Hello. I've got another question for the professionals out there. :chef: I'm putting together my first resume, and I'm a bit unsure of one thing. I know you list your experience and describe your duties, I'm just wondering how to do this without sounding overly general (ie worked saute and grill line, made omelettes, eggs, etc...) Or, conversely, is it supposed to be that general (I know that resumes are supposed to summarize your experience/education)? Or maybe I just have a boring use of language?


----------



## pete (Oct 7, 2001)

Keep descriptions of your job duties short and general for a resume. I (and most other chefs) don't want to read a book. Just give us generalities, i.e "PM Grill Cook", "Rounds cook" or if you moved up through the ranks then "started as a pantry cook and worked my way through all stations to Rounds Cook". If it is a management position just list your major duties. A resume should just give a brief, concise snapshot of your experience. It's in the interview where potential employers will find out the details about your experiences.


----------



## jessicalf (Jun 8, 2006)

Alright thanks! I do baked goods for the place I work, would I put something like "PM Baker"? Or is that giving myself too much credit? (A lot of it is out of a box, or 'pre-fab').


----------



## pete (Oct 7, 2001)

It's kind of a double edged sword. PM Baker sounds good, and might open doors for you, but it also implies that you have a certain knowledge that you might be lacking since most of your baking is "out of a box". Maybe use the term Bakers Assistant. To me that says you have some experience but still are very much in the learning curve.


----------



## david jones (Jan 15, 2000)

Pete's right, don't embellish or overstate.

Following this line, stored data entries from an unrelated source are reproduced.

PR #1403, opened 2024-03-27
Default to THROUGHPUT_BASED autoscaling for classic templates

damccorm:
Before migrating the release process to GitHub, most streaming classic templates had autoscaling enabled by default. This functionality was lost as part of the move over, and this seeks to restore that default.

This has caused user pain because there's not an easy way to enable autoscaling for classic templates if its not on by default.

Note that I chose 10 workers as the default to avoid overwhelming users projects with high scaling (this happened to our templates project with integration tests when I tried 100) and because it seems like a reasonable default. It will cause streaming engine jobs without a default set to change their behavior (currently they default to 100 max workers)

### DIFF
--- a/plugins/templates-maven-plugin/src/main/java/com/google/cloud/teleport/plugin/maven/TemplatesStageMojo.java
+++ b/plugins/templates-maven-plugin/src/main/java/com/google/cloud/teleport/plugin/maven/TemplatesStageMojo.java
@@ -259,7 +259,7 @@ public class TemplatesStageMojo extends TemplatesBaseMojo {
     arguments.add(element("argument", "--project=" + projectId));
     arguments.add(element("argument", "--region=" + region));
     if (imageSpec.getMetadata().isStreaming()) {
-      // Default autoscaling to THROUGHPUT_BASED for streaming classic templates
+      // Default to THROUGHPUT_BASED autoscaling for streaming classic templates
       arguments.add(element("argument", "--autoscalingAlgorithm=THROUGHPUT_BASED"));
       arguments.add(element("argument", "--maxNumWorkers=5"));
     }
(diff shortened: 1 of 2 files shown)


plugins/templates-maven-plugin/src/main/java/com/google/cloud/teleport/plugin/maven/TemplatesStageMojo.java
```diff
@@ -258,6 +258,11 @@ protected String stageClassicTemplate(
     arguments.add(element("argument", "--templateLocation=" + templatePath));
     arguments.add(element("argument", "--project=" + projectId));
     arguments.add(element("argument", "--region=" + region));
+    if (imageSpec.getMetadata().isStreaming()) {
+      // Default to THROUGHPUT_BASED autoscaling for streaming classic templates
```
liferoad, line 262: so the user cannot change these settings?

damccorm: They can adjust maxNumWorkers, but not the autoscaling algorithm

liferoad: will `arguments.add(element("argument", "--maxNumWorkers=10"));` override the maxNumWorkers option specified by the user?

damccorm: Overriding maxNumWorkers still works. I updated to demonstrate this with a test below which produced this job - https://pantheon.corp.google.com/dataflow/jobs/us-central1/2024-04-04_09_33_22-17280287866962791451;graphView=0?project=cloud-teleport-testing&e=13802955&mods=logs_tg_staging&pageState=(%22dfTime%22:(%22l%22:%22dfJobMaxTime%22))

an2x (dismissed):

liferoad (approved):

PR #1405, opened 2024-03-28
YamlTemplate speed improvements

Polber:
Create new Dockerfile based on Google-provided base template images that serves as a Distroless Xlang image for YAML templates.


.github/scripts/startup-script.sh
```diff
@@ -60,7 +60,7 @@ sudo apt-get install docker-ce docker-ce-cli containerd.io docker-compose-plugin
 
 # add runner to docker group
```
damccorm, line 61:
```suggestion
# add user to docker group
```

metadata/src/main/java/com/google/cloud/teleport/metadata/Template.java
```diff
@@ -112,4 +112,10 @@ enum TemplateType {
 
   /** Marker if the template is still in preview / pre-GA. */
   boolean preview() default false;
+
+  /**
+   * Comma-separated list of files to include in Template image when building with Dockerfile. Only
+   * works for YAML and XLANG types.
```
damccorm, line 118: Would be good to give an example - e.g. are these local files or can they be on gcs, etc...

damccorm: Actually, even better might be just giving the docker copy command here - that way its also clear where they're getting copied to

plugins/core-plugin/src/main/resources/Dockerfile-template-yaml
```diff
@@ -1,16 +1,67 @@
...
+# Copy template, python wheels and python launcher script from python-base
+COPY --from=python-base /template /template
+COPY --from=python-base /tmp/dataflow-requirements-cache /tmp/dataflow-requirements-cache
+COPY --from=python-base /opt/google/dataflow/python_template_launcher /opt/google/dataflow/python_template_launcher
+
+# Copy python and installed packages from python-base
+COPY --from=python-base /usr/local/bin/python$PYTHON_VERSION /usr/local/bin/python
+COPY --from=python-base /usr/local/lib/python$PYTHON_VERSION /usr/local/lib/python$PYTHON_VERSION
+
+# Copy required shared libraries from python-base
```
damccorm, line 51: Where do these libraries come from?

damccorm: Generally, it feels like we're taking in base container images, but making a lot of assumptions about how they'll be configured. What constraints do we have on our base images here?

plugins/templates-maven-plugin/src/main/java/com/google/cloud/teleport/plugin/maven/TemplatesStageMojo.java
```diff
@@ -560,15 +560,40 @@ private void stageFlexYamlTemplate(
...
-    stageYamlUsingDockerfile(imagePath, yamlTemplateName + "/Dockerfile");
+        basePythonContainerImage,
+        baseContainerImage,
+        beamVersion,
+        yamlTemplateName,
+        otherFiles,
+        outputClassesDirectory);
+
+    boolean useRootDirectory = true;
+    if (new File(outputClassesDirectory.getPath() + "/" + yamlTemplateName + "/main.py").exists()) {
```
damccorm, line 586: We're duplicating this logic in a couple places - instead of just passing in a boolean, could we pass a string like entrypointDirectory or something that resolves to the relative path here? Then all we need to worry about below is `/`s which can be handled with libraries.

plugins/core-plugin/src/main/resources/Dockerfile-template-yaml
Polber: They are being copied from Python base image which has a full install of python on it (with necessary licenses and libraries). I am copying the minimum shared c libraries that python uses to compile the graph since that is all that is done in the template launcher.

Ideally, there would be a staged distroless base image that has python, java and up-to-date libraries, but until that is possible, this provides significant speed up by copying just what is needed from both.

I don't know about "constraints" but the base image for python is only updated with the new version of beam, so nothing else should be changing other than the site-packages folder (which is not used by this anyway)

Polber: I suppose the python base image could theoretically be kept static since it is just used as a build env, but using the parameter keeps it inline with the other templates that also use it (i.e. python templates and java templates with python UDF support), so that ti only needs to be kept updated in one place.

The java base image could also theoretically be kept static, but having a parameter for it allows a user to use a custom java image (albeit this use-case may not exist in the wild), and the same argument could be made for the python image too.

plugins/templates-maven-plugin/src/main/java/com/google/cloud/teleport/plugin/maven/TemplatesStageMojo.java
Polber: The logic isn't exactly duplicated. There are 2 different directories we are tracking - the build directory within the plugin, and the build directory on cloud build. True YAML templates are built with a slightly different structure in both cases from the YamlTemplate.

This is step 1 in an effort to eventually migrate the YamlTemplate to the yaml module so that all yaml-related features are consolidated in one place.

Polber:
@damccorm Fixed relevant changes, and this should also fix the broken YamlTemplate IT's

plugins/core-plugin/src/main/java/com/google/cloud/teleport/plugin/YamlDockerfileGenerator.java
```diff
@@ -37,18 +38,27 @@ public class YamlDockerfileGenerator {
...
 
     Map<String, Object> parameters = new HashMap<>();
-    parameters.put("baseContainerImage", basePythonContainerImage);
-    parameters.put("yamlTemplateName", yamlTemplateName + ".yaml");
+    parameters.put("basePythonContainerImage", basePythonContainerImage);
+    parameters.put("baseJavaContainerImage", baseJavaContainerImage);
+    parameters.put("beamVersion", beamVersion);
+    parameters.put("pythonVersion", pythonVersion);
+    parameters.put(
+        "otherFiles", String.join("* ", otherFiles) + (otherFiles.size() > 0 ? "*" : ""));
```
damccorm, line 61: This is kind of confusing to me - why do we need the * at the end of this?

`COPY main.py` should work just as well as `COPY main.py*`, right? And there could be times you don't want this.

Should we instead just tell consumers that this follows docker syntax and you can append `*` or other special characters - https://docs.docker.com/reference/dockerfile/#copy

plugins/core-plugin/src/main/java/com/google/cloud/teleport/plugin/model/ImageSpecMetadata.java
```diff
@@ -213,14 +212,6 @@ public void setSupportsExactlyOnce(boolean supportsExactlyOnce) {
...
   }
 
-  public String getDefaultStreamingMode() {
-    return defaultStreamingMode;
-  }
-
-  public void setDefaultStreamingMode(String defaultStreamingMode) {
-    this.defaultStreamingMode = defaultStreamingMode;
-  }
-
```
damccorm, line 223: Looks like maybe a bad merge? Did you mean to get rid of this?

damccorm: And other streaming mode changes?

plugins/core-plugin/src/main/resources/Dockerfile-template-yaml
```diff
@@ -1,16 +1,67 @@
...
-COPY requirements.txt /template
-COPY ${yamlTemplateName} /template/template.yaml
+ARG REQUIREMENTS_FILE=requirements.txt
+ARG BEAM_VERSION=${beamVersion}
+ARG BEAM_PACKAGE=apache-beam[dataframe,gcp,test,yaml]==$BEAM_VERSION
+ARG PY_VERSION=${pythonVersion}
+
+# Copy template files to /template
+RUN mkdir -p $WORKDIR
+COPY main.py* requirements.txt* ${otherFiles} /template/
```
damccorm, line 15: Similarly, why do we need `main.py*` instead of just `main.py` here?

damccorm: Are you just not sure if these files exist? If so, I guess its fine to have here, but I still wouldn't append it to otherFiles (which presumably all should exist)

damccorm: Also, I think we are assuming main.py exists at least

plugins/core-plugin/src/main/resources/Dockerfile-template-yaml
damccorm: I think we make too many assumptions about the structure of the base image to allow arbitrary images. For example `/tmp/dataflow-requirements-cache` is not guaranteed to exist (and won't exist) in most images

damccorm: We're also assuming that the java container doesn't have python already installed (may or may not be true). Generally, this dockerfile is fit pretty tightly to the images its building on, so I don't think this should be parameterized.

> so that ti only needs to be kept updated in one place.

We could still keep the version in a single place next to the images (we could even keep image names stripped of version and version as separate vars since I imagine generally people just want to update the version)

plugins/core-plugin/src/main/resources/README-template.md
```diff
@@ -19,14 +19,14 @@ on [Metadata Annotations](https://github.com/GoogleCloudPlatform/DataflowTemplat
 
 ## Parameters
 
-### Required parameters
+### Required Parameters
 
-<#list spec.metadata.parameters as parameter><#if !parameter.optional!false>* **${parameter.name}** : ${parameter.helpText?ensure_ends_with(".")}
+<#list spec.metadata.parameters as parameter><#if !parameter.optional!false>* **${parameter.name}** (${parameter.label}): ${parameter.helpText?ensure_ends_with(".")}
```
damccorm, line 24: I think this is another bad merge

damccorm: There are more below too

plugins/core-plugin/src/main/java/com/google/cloud/teleport/plugin/YamlDockerfileGenerator.java
Polber: It was initially a workaround to copy `requirements.txt` only if it exists, but I suppose there is to reason to append asterisks on the other files. I can remove those.

plugins/core-plugin/src/main/java/com/google/cloud/teleport/plugin/model/ImageSpecMetadata.java
Polber: I did not, good catch

plugins/core-plugin/src/main/resources/Dockerfile-template-yaml
Polber: Same explanation here - you're right, no reason to wildcard main.py

plugins/core-plugin/src/main/resources/Dockerfile-template-yaml
Polber: The Java container does not have Python installed, it is Java distroless, so it doesn't have much more than a Java runtime and the template files/launcher.

`/tmp/dataflow-requirements-cache` is guaranteed to exist on python base image because that is where the python wheels are being downloaded to (also documented in https://cloud.google.com/dataflow/docs/guides/templates/configuring-flex-templates#supply-requirements-file)

I do get your point about it being tightly fitted, and while I think it would be nice that have a common definition so that they can stay in sync, I think there may be a few more iterations to this anyway, so I'll go ahead and hard code it for now.

plugins/core-plugin/src/main/resources/Dockerfile-template-yaml
```diff
@@ -1,16 +1,68 @@
...
-COPY ${yamlTemplateName} /template/template.yaml
+ARG REQUIREMENTS_FILE=requirements.txt
+ARG BEAM_VERSION=${beamVersion}
+ARG BEAM_PACKAGE=apache-beam[dataframe,gcp,test,yaml]==$BEAM_VERSION
+ARG PY_VERSION=${pythonVersion}
+
+# Copy template files to /template
+RUN mkdir -p $WORKDIR
+COPY main.py requirements.txt* /template/
+<#if copyOtherFiles??>COPY ${copyOtherFiles} /template/</#if>
```
damccorm, line 16: Why did we switch to this if block? If `copyOtherFiles` is empty shouldn't `COPY main.py requirements.txt* /template/` be valid?

damccorm: I'm also not familiar with this `<#if` syntax - is this a valid dockerfile? It looks more like terraform if statements.

plugins/core-plugin/src/main/resources/Dockerfile-template-yaml
```diff
@@ -1,16 +1,68 @@
...
+    && /venv/bin/pip install --no-cache-dir -U -r $REQUIREMENTS_FILE \
+    && /venv/bin/pip download --no-cache-dir --dest /tmp/dataflow-requirements-cache -r $REQUIREMENTS_FILE \
+    && rm -rf /usr/local/lib/python$PY_VERSION/site-packages  \
+    && mv /venv/lib/python$PY_VERSION/site-packages /usr/local/lib/python$PY_VERSION/
+
+
+#============================================================#
+# Create Distroless xlang image compatible with YamlTemplate #
+#============================================================#
+FROM ${baseJavaContainerImage}
```
damccorm, line 34: Looks like you changed python but not java, but similar (if less strong) assumptions about its structure seem to be built in. I'd vote we change this, but I won't block on it

plugins/core-plugin/src/test/java/com/google/cloud/teleport/plugin/YamlDockerfileGeneratorTest.java
```diff
@@ -0,0 +1,56 @@
...
+
+  @Test
+  public void testGenerateDockerfile() throws IOException, TemplateException {
+    new File(outputFolder.getAbsolutePath() + "/word-count").mkdirs();
+    YamlDockerfileGenerator.generateDockerfile(
+        "a java container image",
+        "beam_version",
+        "py_version",
+        "word-count",
+        List.of("other_file"),
```
damccorm, line 44: Would be good to have a test with an empty list here as well to test that it does the right thing

plugins/core-plugin/src/main/resources/Dockerfile-template-yaml
damccorm: Discussed offline, this is resolved by freemarker (this is a txt file)

plugins/core-plugin/src/test/java/com/google/cloud/teleport/plugin/YamlDockerfileGeneratorTest.java
```diff
@@ -0,0 +1,76 @@
...
+        List.of(),
+        outputFolder);
+    File outputFile = new File(outputFolder.getAbsolutePath() + "/word-count/Dockerfile");
+
+    assertTrue(outputFile.exists());
+    String fileContents = Files.toString(outputFile, Charsets.UTF_8);
+    assertThat(fileContents).contains("FROM a java container image");
+    assertThat(fileContents).contains("=beam_version");
+    assertThat(fileContents).contains("=py_version");
+    assertThat(fileContents).contains("COPY main.py requirements.txt* /template/");
```
damccorm, line 53: I think this is fine - would probably be more robust to check that this is the only copy (aka we don't have `COPY  /template/`, but I'm ok moving forward with it

damccorm (dismissed):

plugins/core-plugin/src/test/java/com/google/cloud/teleport/plugin/YamlDockerfileGeneratorTest.java
Polber: Added a test

damccorm (approved):
Thanks!

PR #1408, opened 2024-04-01
remove the deprecated reverse replication templates

aksharauke:
Removing deprecated reverse replication templates


bharadwaj-aditya (approved):
LGTM

PR #1409, opened 2024-04-01
DataFlow Export and Import Integration tests for embedding vectors. 

ambujojha:
- Add integration tests for import and export for vector embeddings.


aksharauke (commented):
I suggest to create separate integration tests for vector embeddings. Not all tests need the host to the sandbox host.

PR #1415, opened 2024-04-04
[BULK] Add schemaMapperInterface and implementations

Deep1998:
Added a schemaMapperInterface which provides the functions used for schema translations and fetching types.
Added 2 implementations:
- IdentityMapper: Does not do any translation and returns the data types via Ddl object.
- SessionBasedMapper: Uses Schema (session file) for translation and Ddl for types.


v2/spanner-common/src/main/java/com/google/cloud/teleport/v2/spanner/migrations/schema/SessionBasedMapper.java
```diff
@@ -0,0 +1,100 @@
...
+import java.util.Map;
+import java.util.NoSuchElementException;
+
+public class SessionBasedMapper implements ISchemaMapper {
+
+  Ddl ddl;
+
+  Schema schema;
+
+  public SessionBasedMapper(Schema schema, Ddl ddl) {
```
aksharauke, line 33: It is named SessionBasedMapper , but there is nothing that reflects a session file. Does it make sense to pass the session file path here instead, rather than Schema?

v2/spanner-common/src/main/java/com/google/cloud/teleport/v2/spanner/migrations/schema/SessionBasedMapper.java
```diff
@@ -0,0 +1,100 @@
...
+import com.google.cloud.teleport.v2.spanner.ddl.Column;
+import com.google.cloud.teleport.v2.spanner.ddl.Ddl;
+import com.google.cloud.teleport.v2.spanner.ddl.Table;
+import com.google.cloud.teleport.v2.spanner.type.Type;
+import java.util.ArrayList;
+import java.util.List;
+import java.util.Map;
+import java.util.NoSuchElementException;
+
+public class SessionBasedMapper implements ISchemaMapper {
```
aksharauke, line 27: Class documentation will help.

v2/spanner-common/src/main/java/com/google/cloud/teleport/v2/spanner/migrations/schema/SessionBasedMapper.java
```diff
@@ -0,0 +1,100 @@
...
+          String.format("Spanner column %s not found for table %s", spannerColumn, spannerTable));
+    }
+    return cols.get(spannerColumn);
+  }
+
+  @Override
+  public Type getSpannerColumnType(String spannerTable, String spannerColumn)
+      throws NoSuchElementException {
+    Table spTable = ddl.table(spannerTable);
+    if (spTable == null) {
```
aksharauke, line 81: Can this check be done once in the constructor for all tables that will be migrated?

Deep1998: Whenever we run into these situations, it will be only be due to an invalid session file. Because even table names, columns etc will be fetched from the session file itself. We only receive the the src table name in the changeEvent which is the only place where an external input can be incorrect which we should catch. 

However, we have had customers in the past who tried to modify the session file manually (and incorrectly) which caused the template to fail silently, which could've been avoided if we caught mismatches `chanveEvent.srcColumnName` and columns present in the session.

v2/spanner-common/src/main/java/com/google/cloud/teleport/v2/spanner/migrations/schema/SessionBasedMapper.java
Deep1998: We could do that, or rename this to SchemaBasedMapper?

aksharauke: Depends on if the session file or the Schema object will be used elsewhere other than this mapper. If Schema object is not needed elsewhere in the code, then no need to expose it and only a session file can be taken here as input.

v2/spanner-common/src/main/java/com/google/cloud/teleport/v2/spanner/migrations/schema/SessionBasedMapper.java
aksharauke: What I meant is - we have the Ddl object, we have the session file - this validation can be done once in the lifetime of the pipeline - at the time of constructor of this  class. We do not need to do it for every call to this function. Basically fail fast.

v2/spanner-common/src/main/java/com/google/cloud/teleport/v2/spanner/migrations/schema/SessionBasedMapper.java
Deep1998: Makes sense

v2/spanner-common/src/main/java/com/google/cloud/teleport/v2/spanner/migrations/schema/SessionBasedMapper.java
Deep1998: SGTM will add a verification to fail fast which will verify the Spanner Table names/col names are consistent with DDL. 
Not adding verification on whether session types  and ddl types are consistent, because if I do, we will not support the use case that users can end up changing types later on which was a common use case as per the last discussion i.e. it is common for users to have different types on Spanner than on session file.

v2/spanner-common/src/main/java/com/google/cloud/teleport/v2/spanner/migrations/schema/ISchemaMapper.java
```diff
@@ -0,0 +1,39 @@
...
+ * License for the specific language governing permissions and limitations under
+ * the License.
+ */
+package com.google.cloud.teleport.v2.spanner.migrations.schema;
+
+import com.google.cloud.teleport.v2.spanner.type.Type;
+import java.util.List;
+import java.util.NoSuchElementException;
+
+public interface ISchemaMapper {
```
manitgupta, line 22: Is this only for MySQL? 
Different source databases will have different modeling concepts. For example, PG will have 

database -> schema -> table -> column

How will `ISchemaMapper` work for that case?

v2/spanner-common/src/main/java/com/google/cloud/teleport/v2/spanner/migrations/schema/SessionBasedMapper.java
```diff
@@ -0,0 +1,100 @@
...
+
+public class SessionBasedMapper implements ISchemaMapper {
+
+  Ddl ddl;
+
+  Schema schema;
+
+  public SessionBasedMapper(Schema schema, Ddl ddl) {
+    this.schema = schema;
+    this.ddl = ddl;
```
manitgupta, line 35: Same as earlier: `private final`.

v2/spanner-common/src/main/java/com/google/cloud/teleport/v2/spanner/migrations/schema/IdentityMapper.java
```diff
@@ -0,0 +1,75 @@
...
+
+  @Override
+  public String getSpannerTableName(String srcTable) {
+    return srcTable;
+  }
+
+  @Override
+  public String getSpannerColumnName(String srcTable, String srcColumn) {
+    return srcColumn;
+  }
```
manitgupta, line 46: I didn't get this 🤔

IdentityMapper is supposed to perform mapping via "names".  Therefore - 

1. If a spTable exists with the same name as srcTable, spTable == srcTable should be returned.
2. If an spTable with the same name as srcTable does not exist, then NoSuchElement or null should be returned?

In your implementation, `srcTable` is always returned? 

This is clear from the test case below. 

You passed `abc` value in `srcTable` where the `Ddl` only had a table named `Users`. So the `getSpannerTableName` function should return the corresponding Spanner table name, which is nothing, so NoSuchElementFoundException? 

Instead you return `abc`, which will fail later because there is actually no table named `abc` in Spanner!

manitgupta (commented):
Love the size of the PR!

v2/spanner-common/src/main/java/com/google/cloud/teleport/v2/spanner/migrations/schema/ISchemaMapper.java
Deep1998: We currently do have a schema field but we just populate it with the db name instead of the namespace. The namespace is handled by adding modifying the table name to `namespace.tablename`.

 The reader plans on supporting namespaces first-hand, but the transformer will have to concat it for postgres handling as long as the session file is modified the way it is currently.

It might make sense to add namespace as an input to the interface and pass null for now.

The goal of the resume is to get you an interview. Showing increased responsibilities is great. Overstating and BSing are not so much.


----------



## al_dente (Mar 9, 2005)

Yup
I agree with pete and david. Tell it like it is, because the chef will know the truth as soon as you pick up a knife, or spatula, or whatever. Write a resume softly and carry a big work stick. Kind of like telling a customer there will be a 45 minute wait for dinner, but when their meal arrives in 25 min they feel like kissing you! (Bless their hearts).


----------



## aprilb (Feb 4, 2006)

to fix the engines. But he'll get it done in 12 hours just for him.

:lol: 

A


----------



## panini (Jul 28, 2001)

Now this is just me,
I like a resume that describes achievements. had a part in controling food cost, became very functional on the grill, learned some of the basics of baking although not scratch baking. etc.
There just doesn't seem to be guidelines for names given to job descriptions anymore. Rounds, pm cook, tournant, working chef, just seem to have too much grey area. If you don't hire on a daily basis, it sometimes gets difficult to gather all the info needed.
Had a potential apprentice come by yesterday.I read on her resume that she graduated with three accelerated degrees in Baking, Catering and Hotel Management. do I call her back?
pan


----------



## culinarymd (Apr 24, 2006)

Jessicalf,
Here I think is an example of what Panini was talking about. It kind of give the guy reviewing it something tangible. I wish you luck in getting a position.

10/1990-4/2003 U.S. Army Reserve Senior Food Service Sergeant,- -. Conducted sanitation and dining facility operations for a battalion size unit. (Approximately 600 soldiers) Coordinated ordering, distribution, field operations and sanitation operations for a company size unit. (Approximately 236 soldiers) In charge of 5 cooks and one first cook. Conducted daily inspections to ensure that all cooks were in compliance with TB-MED-530. (Sanitation guidelines) Supervised maintenance on all kitchen equipment. Signed for over $200,000 in equipment.


----------



## chef_oz (Mar 7, 2006)

Just another example to help. I just thought of these while I was updating mine
I always think short and too the point is your best shot! Think 1 or 2 lines that can discribe your skills the best. imho gl

· Responsible for gourmet and high-end food creation intended for executives and directors for board meetings 
· Development of daily specials including costing, execution and presentation for the restaurant
· Introduce new menu items based on seasonal ingredients
· Supervise and maintain strong teamwork to ensure quality and timeliness of entrées cooked a la carte and banquet style
· Manage daily paperwork, ordering and inventory accountability
· Analyze purchasing trends in order to maximize cost efficiency with our vendors
:ciao:


----------



## jessicalf (Jun 8, 2006)

Thanks for the different perspectives. I wasn't really comfortable/sure about putting 'baker's assistant' because there is no official baker where I work... 

Another aspect of the resume I just had a question about - how much experience is too little (if there is such a thing)? By November, I'll have 6 months at the kitchen at Ft. Belvoir and 8 months at a bakery (I don't bake, I do sales); also, does it matter that I'm working the two jobs concurrently?


----------



## quinn01 (Apr 22, 2006)

Make your slef sound professional. You are selling your self. Represent yourself the way you would want someone you were hiring. 

Make things sound high class then they really are.

Example:

Dishwasher = Silverwear Santizer


----------